In a December 2012 interview with Entertainment Weekly, series creator Ryan Murphy spoke about writing this episode with guest star Ian McShane in mind, "Christmas and American Horror Story do not go together and so we were trying to figure out 'What's our version of Christmas?' And the answer of course is a homicidal Santa. There's a whole subgenre in horror dedicated to these psycho Santas. It's a thing. So we decided let's write somebody who's so crazy they end up in Briarcliff. I had heard Ian McShane really loved American Horror Story. So we wrote it and we were like, 'Let's send it to him and ask for a quick pass.' To my delight, he said yes."

==Reception==
"Unholy Night" was watched by 2.36 million viewers and received an adult 18-49 rating of 1.4, an increase from the previous week's episode.
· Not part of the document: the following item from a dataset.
PR #949, opened 2026-08-05
NUTCH-3201 Fetcher launches only a single reduce task, ignoring the configuration

sebastian-nagel:
Remove the instruction which configures the single reduce task.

Rotten Tomatoes reports an 88% approval rating, based on 17 reviews. The critical consensus reads, ""Unholy Night" makes up for its transitional storyline and unanswered questions with a welcome return to the grotesque and a standout scary performance from new cast member Ian McShane." Chris Harnick of The Huffington Post stated he "was a little bit disappointed with this episode." He added, "[Ian] McShane's acting was exceptional, but I wanted a little more progression to the 3,000 plots that are currently going on." Matt Fowler of IGN called "Unholy Night" "just good, sick fun," adding, "It seems a bit slight to call this episode a fun romp, seeing as how bloody and unhinged it was, but watching McShane chew up the set and slash at people with glass tree-toppers was just gruesome enough to make me giddy."